> [What is needed]: All that should be output is the block of lines below from the line with "- [ ] when in" to the line with "- [ ] Also in", both included, exactly as written.

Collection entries
>>>>>
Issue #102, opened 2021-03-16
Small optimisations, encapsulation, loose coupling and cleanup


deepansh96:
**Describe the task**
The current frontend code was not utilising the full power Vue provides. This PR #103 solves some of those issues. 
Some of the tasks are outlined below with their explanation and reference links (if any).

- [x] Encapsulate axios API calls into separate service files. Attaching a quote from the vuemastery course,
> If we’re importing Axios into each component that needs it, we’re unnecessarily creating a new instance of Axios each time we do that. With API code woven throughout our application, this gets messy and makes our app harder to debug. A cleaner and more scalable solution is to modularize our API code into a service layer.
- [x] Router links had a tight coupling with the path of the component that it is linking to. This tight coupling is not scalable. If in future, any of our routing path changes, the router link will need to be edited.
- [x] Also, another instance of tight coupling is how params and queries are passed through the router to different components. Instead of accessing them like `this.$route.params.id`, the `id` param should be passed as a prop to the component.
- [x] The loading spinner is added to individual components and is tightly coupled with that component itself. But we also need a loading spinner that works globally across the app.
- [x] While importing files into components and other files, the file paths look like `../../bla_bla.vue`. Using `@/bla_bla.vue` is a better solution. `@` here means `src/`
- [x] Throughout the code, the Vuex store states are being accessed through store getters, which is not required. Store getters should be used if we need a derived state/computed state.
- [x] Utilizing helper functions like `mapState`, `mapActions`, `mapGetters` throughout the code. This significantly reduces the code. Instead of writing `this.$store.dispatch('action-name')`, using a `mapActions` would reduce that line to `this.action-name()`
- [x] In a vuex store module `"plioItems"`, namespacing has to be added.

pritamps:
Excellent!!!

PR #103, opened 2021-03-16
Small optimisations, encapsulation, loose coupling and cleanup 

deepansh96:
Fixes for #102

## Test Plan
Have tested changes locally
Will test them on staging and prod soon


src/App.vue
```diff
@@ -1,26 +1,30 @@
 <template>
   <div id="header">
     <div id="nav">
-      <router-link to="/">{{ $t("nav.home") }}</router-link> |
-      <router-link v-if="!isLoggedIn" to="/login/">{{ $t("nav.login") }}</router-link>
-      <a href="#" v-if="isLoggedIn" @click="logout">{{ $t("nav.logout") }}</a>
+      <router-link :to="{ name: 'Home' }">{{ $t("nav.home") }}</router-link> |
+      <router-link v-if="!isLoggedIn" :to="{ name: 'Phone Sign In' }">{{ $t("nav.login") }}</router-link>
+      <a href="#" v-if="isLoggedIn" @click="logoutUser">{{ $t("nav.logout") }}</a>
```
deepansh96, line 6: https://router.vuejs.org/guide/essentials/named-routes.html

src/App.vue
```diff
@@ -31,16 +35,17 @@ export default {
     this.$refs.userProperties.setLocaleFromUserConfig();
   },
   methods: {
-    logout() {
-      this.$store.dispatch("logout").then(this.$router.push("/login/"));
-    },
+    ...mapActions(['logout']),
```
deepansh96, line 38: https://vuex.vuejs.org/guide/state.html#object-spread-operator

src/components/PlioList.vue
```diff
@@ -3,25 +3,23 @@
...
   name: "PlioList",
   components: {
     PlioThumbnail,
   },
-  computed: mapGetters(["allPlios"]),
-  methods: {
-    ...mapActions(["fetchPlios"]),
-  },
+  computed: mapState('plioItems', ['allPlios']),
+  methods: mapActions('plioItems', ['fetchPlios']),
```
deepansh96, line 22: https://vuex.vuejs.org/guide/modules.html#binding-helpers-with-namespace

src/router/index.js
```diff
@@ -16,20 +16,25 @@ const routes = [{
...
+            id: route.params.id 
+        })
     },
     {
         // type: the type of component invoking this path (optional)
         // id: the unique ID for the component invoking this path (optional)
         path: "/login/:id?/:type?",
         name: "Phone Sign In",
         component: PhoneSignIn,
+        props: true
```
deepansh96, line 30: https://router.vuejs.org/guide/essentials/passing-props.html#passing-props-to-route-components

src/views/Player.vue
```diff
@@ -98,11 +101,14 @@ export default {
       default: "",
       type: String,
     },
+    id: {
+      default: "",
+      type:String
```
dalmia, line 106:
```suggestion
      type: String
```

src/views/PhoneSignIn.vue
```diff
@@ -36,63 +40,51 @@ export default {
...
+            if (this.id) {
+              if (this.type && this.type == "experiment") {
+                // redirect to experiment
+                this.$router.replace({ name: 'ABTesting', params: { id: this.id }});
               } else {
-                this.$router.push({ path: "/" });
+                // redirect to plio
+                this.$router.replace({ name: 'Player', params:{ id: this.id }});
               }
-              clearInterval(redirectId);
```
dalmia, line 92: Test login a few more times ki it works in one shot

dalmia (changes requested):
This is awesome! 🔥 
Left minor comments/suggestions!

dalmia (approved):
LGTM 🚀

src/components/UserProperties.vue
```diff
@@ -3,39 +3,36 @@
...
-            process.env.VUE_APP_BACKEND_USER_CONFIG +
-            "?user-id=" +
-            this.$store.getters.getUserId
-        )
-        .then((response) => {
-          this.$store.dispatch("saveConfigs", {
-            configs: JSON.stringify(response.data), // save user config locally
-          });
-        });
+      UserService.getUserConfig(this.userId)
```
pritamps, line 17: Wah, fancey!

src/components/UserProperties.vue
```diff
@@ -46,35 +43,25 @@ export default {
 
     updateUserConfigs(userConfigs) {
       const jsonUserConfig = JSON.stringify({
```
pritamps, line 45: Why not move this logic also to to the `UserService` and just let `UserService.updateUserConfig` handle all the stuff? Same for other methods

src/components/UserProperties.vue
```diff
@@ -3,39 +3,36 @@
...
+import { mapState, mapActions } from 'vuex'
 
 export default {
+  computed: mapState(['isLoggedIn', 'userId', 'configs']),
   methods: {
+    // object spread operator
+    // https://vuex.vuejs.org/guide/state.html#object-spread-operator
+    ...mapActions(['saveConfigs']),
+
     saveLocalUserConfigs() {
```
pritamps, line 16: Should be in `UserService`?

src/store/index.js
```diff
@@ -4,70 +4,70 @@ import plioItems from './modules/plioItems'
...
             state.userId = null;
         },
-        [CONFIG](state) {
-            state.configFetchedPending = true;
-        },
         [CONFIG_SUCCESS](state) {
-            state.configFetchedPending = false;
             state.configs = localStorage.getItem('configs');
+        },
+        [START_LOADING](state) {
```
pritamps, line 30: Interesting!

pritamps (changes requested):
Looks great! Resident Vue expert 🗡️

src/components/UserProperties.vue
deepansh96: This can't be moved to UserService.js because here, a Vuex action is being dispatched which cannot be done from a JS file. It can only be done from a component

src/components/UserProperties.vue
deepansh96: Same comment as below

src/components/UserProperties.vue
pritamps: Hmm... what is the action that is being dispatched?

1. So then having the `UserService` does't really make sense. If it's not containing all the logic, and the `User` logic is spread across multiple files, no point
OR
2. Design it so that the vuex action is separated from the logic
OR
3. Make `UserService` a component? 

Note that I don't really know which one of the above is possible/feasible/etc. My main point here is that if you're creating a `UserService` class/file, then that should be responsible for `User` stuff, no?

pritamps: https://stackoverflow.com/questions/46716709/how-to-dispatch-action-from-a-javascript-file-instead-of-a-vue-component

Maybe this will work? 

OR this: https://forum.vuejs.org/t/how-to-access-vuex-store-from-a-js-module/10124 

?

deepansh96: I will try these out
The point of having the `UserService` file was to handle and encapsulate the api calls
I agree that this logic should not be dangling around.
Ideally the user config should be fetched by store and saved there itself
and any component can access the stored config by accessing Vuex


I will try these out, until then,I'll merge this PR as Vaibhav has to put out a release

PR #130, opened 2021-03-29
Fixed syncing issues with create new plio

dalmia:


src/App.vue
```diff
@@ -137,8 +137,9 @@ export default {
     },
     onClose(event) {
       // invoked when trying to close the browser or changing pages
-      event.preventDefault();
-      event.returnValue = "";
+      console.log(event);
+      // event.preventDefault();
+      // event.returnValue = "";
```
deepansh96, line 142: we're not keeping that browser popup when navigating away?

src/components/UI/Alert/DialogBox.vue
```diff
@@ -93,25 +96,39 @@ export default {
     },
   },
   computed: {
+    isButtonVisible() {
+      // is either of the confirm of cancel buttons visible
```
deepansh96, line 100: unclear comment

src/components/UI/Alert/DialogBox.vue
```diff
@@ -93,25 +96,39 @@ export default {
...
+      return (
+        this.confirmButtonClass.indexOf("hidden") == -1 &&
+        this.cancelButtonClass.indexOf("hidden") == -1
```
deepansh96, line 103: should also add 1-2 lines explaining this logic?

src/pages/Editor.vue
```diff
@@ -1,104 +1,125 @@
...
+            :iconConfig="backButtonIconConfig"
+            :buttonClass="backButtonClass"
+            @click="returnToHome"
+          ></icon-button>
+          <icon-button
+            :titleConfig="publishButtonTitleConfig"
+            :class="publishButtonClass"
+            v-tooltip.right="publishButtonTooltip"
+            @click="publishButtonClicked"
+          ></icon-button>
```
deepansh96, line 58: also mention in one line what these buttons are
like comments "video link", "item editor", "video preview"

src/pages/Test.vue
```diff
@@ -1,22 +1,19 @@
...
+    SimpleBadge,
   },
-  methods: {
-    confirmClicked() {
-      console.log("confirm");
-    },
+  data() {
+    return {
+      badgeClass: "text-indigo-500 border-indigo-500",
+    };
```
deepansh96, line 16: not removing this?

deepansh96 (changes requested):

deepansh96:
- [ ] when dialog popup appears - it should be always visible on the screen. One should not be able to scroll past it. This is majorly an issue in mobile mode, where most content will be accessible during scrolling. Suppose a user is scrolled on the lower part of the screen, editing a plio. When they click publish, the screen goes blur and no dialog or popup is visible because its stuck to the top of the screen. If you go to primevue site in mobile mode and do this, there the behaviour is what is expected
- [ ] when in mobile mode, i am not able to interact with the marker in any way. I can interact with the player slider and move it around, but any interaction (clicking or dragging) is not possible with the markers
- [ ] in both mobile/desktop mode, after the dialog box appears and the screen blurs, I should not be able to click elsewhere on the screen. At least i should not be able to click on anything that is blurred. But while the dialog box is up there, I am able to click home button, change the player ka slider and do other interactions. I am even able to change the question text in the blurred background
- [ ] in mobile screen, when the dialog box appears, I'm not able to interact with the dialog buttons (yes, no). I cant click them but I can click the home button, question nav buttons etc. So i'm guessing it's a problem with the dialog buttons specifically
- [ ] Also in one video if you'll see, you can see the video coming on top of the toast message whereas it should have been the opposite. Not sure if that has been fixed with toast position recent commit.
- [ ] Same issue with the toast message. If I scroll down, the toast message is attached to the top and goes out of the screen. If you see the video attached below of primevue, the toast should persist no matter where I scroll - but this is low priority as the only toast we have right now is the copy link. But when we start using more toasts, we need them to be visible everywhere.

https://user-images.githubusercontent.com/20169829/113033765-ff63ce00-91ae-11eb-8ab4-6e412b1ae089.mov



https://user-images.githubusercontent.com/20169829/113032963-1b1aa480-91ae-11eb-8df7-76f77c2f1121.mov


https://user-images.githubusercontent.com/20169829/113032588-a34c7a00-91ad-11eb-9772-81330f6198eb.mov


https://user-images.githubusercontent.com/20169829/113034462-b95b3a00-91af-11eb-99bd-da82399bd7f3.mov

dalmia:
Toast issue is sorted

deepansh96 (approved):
<<<<<
> [Answer area]:
- [ ] when in mobile mode, i am not able to interact with the marker in any way. I can interact with the player slider and move it around, but any interaction (clicking or dragging) is not possible with the markers
- [ ] in both mobile/desktop mode, after the dialog box appears and the screen blurs, I should not be able to click elsewhere on the screen. At least i should not be able to click on anything that is blurred. But while the dialog box is up there, I am able to click home button, change the player ka slider and do other interactions. I am even able to change the question text in the blurred background
- [ ] in mobile screen, when the dialog box appears, I'm not able to interact with the dialog buttons (yes, no). I cant click them but I can click the home button, question nav buttons etc. So i'm guessing it's a problem with the dialog buttons specifically
- [ ] Also in one video if you'll see, you can see the video coming on top of the toast message whereas it should have been the opposite. Not sure if that has been fixed with toast position recent commit.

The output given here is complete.